## [Exercise details]
Every line of the material that mentions the word "doesn" should be copied out.

*****

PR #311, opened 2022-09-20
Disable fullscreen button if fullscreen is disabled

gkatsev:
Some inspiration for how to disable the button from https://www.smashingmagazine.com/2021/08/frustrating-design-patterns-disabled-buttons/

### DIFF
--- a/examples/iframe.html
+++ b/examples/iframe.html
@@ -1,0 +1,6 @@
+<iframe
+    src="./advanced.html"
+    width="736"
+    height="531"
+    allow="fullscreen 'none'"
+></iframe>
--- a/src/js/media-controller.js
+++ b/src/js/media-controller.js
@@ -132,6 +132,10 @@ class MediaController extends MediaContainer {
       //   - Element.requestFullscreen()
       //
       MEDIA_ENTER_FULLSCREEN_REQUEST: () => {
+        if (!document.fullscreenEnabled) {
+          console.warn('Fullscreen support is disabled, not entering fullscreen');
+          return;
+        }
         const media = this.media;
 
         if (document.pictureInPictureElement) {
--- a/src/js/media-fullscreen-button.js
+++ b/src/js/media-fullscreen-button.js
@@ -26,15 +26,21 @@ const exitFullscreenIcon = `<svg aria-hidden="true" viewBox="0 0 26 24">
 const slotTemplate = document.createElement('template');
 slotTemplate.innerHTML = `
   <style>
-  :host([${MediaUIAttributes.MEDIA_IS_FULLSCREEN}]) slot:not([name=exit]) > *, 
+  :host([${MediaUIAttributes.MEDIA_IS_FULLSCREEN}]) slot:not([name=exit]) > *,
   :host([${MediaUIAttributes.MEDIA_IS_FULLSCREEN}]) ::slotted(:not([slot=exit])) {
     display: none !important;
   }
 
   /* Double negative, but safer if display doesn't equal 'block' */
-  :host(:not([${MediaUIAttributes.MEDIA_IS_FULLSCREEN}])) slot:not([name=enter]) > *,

*****

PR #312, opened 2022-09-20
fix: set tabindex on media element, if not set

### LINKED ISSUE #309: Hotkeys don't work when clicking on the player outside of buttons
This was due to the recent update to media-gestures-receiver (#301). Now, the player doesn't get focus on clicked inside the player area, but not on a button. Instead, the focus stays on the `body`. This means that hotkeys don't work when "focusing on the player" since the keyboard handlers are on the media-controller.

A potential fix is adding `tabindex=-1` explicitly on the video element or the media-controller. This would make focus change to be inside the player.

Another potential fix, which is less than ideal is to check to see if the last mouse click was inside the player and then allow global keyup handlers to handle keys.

*****

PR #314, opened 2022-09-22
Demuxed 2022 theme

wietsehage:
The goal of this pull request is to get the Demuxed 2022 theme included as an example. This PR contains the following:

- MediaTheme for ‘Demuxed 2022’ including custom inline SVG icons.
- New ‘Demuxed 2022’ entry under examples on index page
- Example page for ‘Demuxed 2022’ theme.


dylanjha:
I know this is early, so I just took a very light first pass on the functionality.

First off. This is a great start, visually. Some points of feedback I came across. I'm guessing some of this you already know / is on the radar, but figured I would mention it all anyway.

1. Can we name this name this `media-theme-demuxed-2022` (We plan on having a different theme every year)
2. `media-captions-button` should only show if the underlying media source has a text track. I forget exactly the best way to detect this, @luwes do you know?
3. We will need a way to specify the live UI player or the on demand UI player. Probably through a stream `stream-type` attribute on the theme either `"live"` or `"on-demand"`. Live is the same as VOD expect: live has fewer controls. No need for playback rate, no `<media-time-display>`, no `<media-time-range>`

*****

## [Written answer]
   /* Double negative, but safer if display doesn't equal 'block' */
This was due to the recent update to media-gestures-receiver (#301). Now, the player doesn't get focus on clicked inside the player area, but not on a button. Instead, the focus stays on the `body`. This means that hotkeys don't work when "focusing on the player" since the keyboard handlers are on the media-controller.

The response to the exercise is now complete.